PR #928, opened 2019-12-23
 Implement get (commits, revels) for TransactionsPool

### LINKED ISSUE #918: Implement get (commits, revels) for TransactionsPool
Since #917, the `TransactionsPool::get` method can be used to get transactions from the in-memory transactions pool. However, it only works on value transfer and data request transactions, due to the internal structure of the `TransactionsPool`.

## TASK DIRECTIONS:
The expected response is the material above given again line by line, from its first line to the line holding "### LINKED ISSUE", inclusive.

## THE COMPLETED TASK:
PR #928, opened 2019-12-23
 Implement get (commits, revels) for TransactionsPool

### LINKED ISSUE #918: Implement get (commits, revels) for TransactionsPool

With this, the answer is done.